Martyn Caplin, DM, FRCP University College London
- Status: Active
- Year(s): 2020
- Grant Type: Accelerator
- Research Type: Translational
- Primary Tumor Site: Small intestine
- Area of Inquiry: Molecular Therapeutics, Experimental Therapeutics
Caplin will lead a collaborative project between two leading European Neuroendocrine Tumor Society Centers of Excellence — The Royal Free-UCL London and Erasmus University Medical Center, Rotterdam — to explore the underlying molecular cause of mesenteric fibrosis. The team will also work to develop new diagnostic and imaging tools to treat mesenteric fibrosis associated with midgut small intestinal neuroendocrine tumors.
What question will you try to answer through your research?
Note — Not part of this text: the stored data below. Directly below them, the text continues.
PR #942, opened 2021-04-06
VTCCA-3368: draft list DVR pages

PeterPerhac:


habeeb01:
LGTM 👍 - I would like to understand why we needed to change "checksAndChallenges" into a tuple. I don't have problem with the code but I would like to know why.

darrell-plant:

Our research program will investigate the factors and pathways involved in the development of small intestinal neuroendocrine tumor (SI-NET) mesenteric fibrosis (MF). We will also explore developing biomarkers for diagnosing and predicting the clinical risk in MF and demonstrate the predictive role of new radiological techniques on clinical outcome. In addition, our team will work to identify potential new anti-fibrotic therapies for MF.
Why is this important?
MF is an increasingly recognized problem in patients with SI-NETs, which is poorly understood and has no medical treatment options other than surgery. MF is a major cause of intestinal complications in patients and can include abdominal pain, bowel obstruction, as well as a “strangling” of the blood supply to the gut, which not only causes patients pain but affects the gut’s ability to absorb food.
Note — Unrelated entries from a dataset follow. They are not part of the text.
PR #956, opened 2021-05-17
VTCCA-4055 - Migrated view and updated controller and tests

WitchellJack:


app/views/propertyrepresentation/revokeAgentSummary.scala.html
```diff
@@ -18,28 +18,23 @@
 @import binders.pagination._
 @import binders.propertylinks._
 @import config.ApplicationConfig
+@this(mainLayout: views.html.mainLayout)
```
darrell-plant, line 21: Can we get a new line between lines 20 & 21, and 21 & 22, please?

darrell-plant:
LGTDz 👍 (minor comment around formatting)

app/views/propertyrepresentation/revokeAgentSummary.scala.html
WitchellJack: Done 👍🏻

app/views/propertyrepresentation/revokeAgentSummary.scala.html
```diff
@@ -18,28 +18,25 @@
...
 )(implicit request: AuthenticatedRequest[_], messages: Messages, config: ApplicationConfig)
 
 @heading = @{ Messages("propertyRepresentation.agentRemoveSummary.heading") }
 
-@main_template(
-heading,
-contentHeaderText = Some(heading),
-contentHeaderHidden = true
+@mainLayout(
+ heading,
```
PeterPerhac, line 32: here it would be good to explicitly specify the name of the parameter

`pageTitle = heading`

app/views/propertyrepresentation/revokeAgentSummary.scala.html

What will you do as part of this research project?
We will study the interactions between SI-NET cells and cancer-associated fibroblasts (cells making fibrosis factors) and assess the modulating effects of sex steroids on fibrogenesis. This research will provide insight into the cause of MF and could result in the development of (predictive) biomarkers for MF as well as the identification of new therapeutic targets to inhibit cell growth and development of fibrosis. Assessing MF by combining biomarkers, markers affecting how genes work (epigenomics), and new radiology techniques (radiomics) will help us identify those patients who may benefit from early surgical intervention. We will also investigate if combining drugs with different modes of action may more effectively inhibit the release of serotonin and other mediators involved in fibrogenesis.
How might your research improve the treatment of NETs?
We aim to determine predictive markers in order to identify which patients may require surgery. In addition, by deepening our understanding of the cause of MF we hope to develop targets to try and stop the MF process.
What is your next step?
My colleagues in the Centers of Excellence and I will integrate clinical data and biobank (blood/biopsy/surgical) material, and we have defined clinical and experimental expertise to advance research into the underlying molecular cause of mesenteric fibrosis.
- City: London
- Country: United Kingdom
- Grant Duration: 4 years
- Awards: Petersen Accelerator Award
- Sponsor: Margie and Robert E. Petersen Foundation
NETRF funds laboratory research to understand the development of neuroendocrine tumors and translational research to explore new concepts in treatment. Research grant descriptions and research updates from NETRF are not intended to serve as medical advice. It can take years for research discoveries to be fully validated and approved for patient care. Always consult your health care providers about your treatment options.